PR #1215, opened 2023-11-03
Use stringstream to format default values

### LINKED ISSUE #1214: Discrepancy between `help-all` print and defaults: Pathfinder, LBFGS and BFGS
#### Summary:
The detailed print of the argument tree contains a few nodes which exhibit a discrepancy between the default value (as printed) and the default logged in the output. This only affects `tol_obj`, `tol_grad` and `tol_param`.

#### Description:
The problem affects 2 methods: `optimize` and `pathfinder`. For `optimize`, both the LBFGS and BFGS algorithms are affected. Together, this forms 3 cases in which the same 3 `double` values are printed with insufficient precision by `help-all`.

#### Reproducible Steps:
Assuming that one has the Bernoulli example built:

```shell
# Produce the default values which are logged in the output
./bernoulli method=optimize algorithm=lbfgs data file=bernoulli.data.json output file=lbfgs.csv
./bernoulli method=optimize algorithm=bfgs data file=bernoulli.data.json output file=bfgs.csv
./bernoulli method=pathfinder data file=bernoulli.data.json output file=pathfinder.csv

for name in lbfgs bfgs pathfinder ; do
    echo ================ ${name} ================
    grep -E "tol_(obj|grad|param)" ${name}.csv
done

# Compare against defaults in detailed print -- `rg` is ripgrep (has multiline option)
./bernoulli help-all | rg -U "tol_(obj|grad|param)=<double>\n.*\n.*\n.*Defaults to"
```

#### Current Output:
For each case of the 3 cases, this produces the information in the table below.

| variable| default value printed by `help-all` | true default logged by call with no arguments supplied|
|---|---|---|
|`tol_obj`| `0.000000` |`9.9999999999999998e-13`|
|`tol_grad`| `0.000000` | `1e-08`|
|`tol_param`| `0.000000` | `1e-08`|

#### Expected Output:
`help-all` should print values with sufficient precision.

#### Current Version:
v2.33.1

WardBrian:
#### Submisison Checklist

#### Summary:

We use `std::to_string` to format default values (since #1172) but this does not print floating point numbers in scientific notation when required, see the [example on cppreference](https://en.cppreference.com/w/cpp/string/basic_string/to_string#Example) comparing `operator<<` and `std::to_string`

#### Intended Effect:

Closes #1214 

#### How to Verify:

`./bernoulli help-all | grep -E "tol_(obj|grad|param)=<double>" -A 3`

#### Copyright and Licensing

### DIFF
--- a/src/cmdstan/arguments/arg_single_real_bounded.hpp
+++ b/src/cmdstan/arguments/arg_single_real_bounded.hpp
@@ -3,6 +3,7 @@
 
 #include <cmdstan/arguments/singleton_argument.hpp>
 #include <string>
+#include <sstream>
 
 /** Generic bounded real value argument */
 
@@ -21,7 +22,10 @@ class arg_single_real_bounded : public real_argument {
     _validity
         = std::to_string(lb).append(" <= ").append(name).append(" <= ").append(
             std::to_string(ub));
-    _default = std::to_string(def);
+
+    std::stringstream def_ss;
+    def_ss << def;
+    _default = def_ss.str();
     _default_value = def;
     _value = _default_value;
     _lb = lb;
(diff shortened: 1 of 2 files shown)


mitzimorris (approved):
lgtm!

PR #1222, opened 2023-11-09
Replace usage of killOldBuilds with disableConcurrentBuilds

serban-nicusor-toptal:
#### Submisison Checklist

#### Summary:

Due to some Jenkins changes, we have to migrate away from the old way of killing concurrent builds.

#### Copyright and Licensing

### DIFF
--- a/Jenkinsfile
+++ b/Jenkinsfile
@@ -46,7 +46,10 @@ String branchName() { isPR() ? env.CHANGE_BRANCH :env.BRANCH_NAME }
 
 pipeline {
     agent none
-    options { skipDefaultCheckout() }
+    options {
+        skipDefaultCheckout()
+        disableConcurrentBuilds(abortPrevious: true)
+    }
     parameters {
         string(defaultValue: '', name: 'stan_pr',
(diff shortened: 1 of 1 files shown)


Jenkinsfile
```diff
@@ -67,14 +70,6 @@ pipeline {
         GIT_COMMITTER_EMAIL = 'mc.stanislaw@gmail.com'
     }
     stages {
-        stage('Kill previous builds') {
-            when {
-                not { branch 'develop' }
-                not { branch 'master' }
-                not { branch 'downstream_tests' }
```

-=-=-=-=-

## Activity
Which lines above include the word "when"? Return each one.

## Solution for this problem
We use `std::to_string` to format default values (since #1172) but this does not print floating point numbers in scientific notation when required, see the [example on cppreference](https://en.cppreference.com/w/cpp/string/basic_string/to_string#Example) comparing `operator<<` and `std::to_string`
-            when {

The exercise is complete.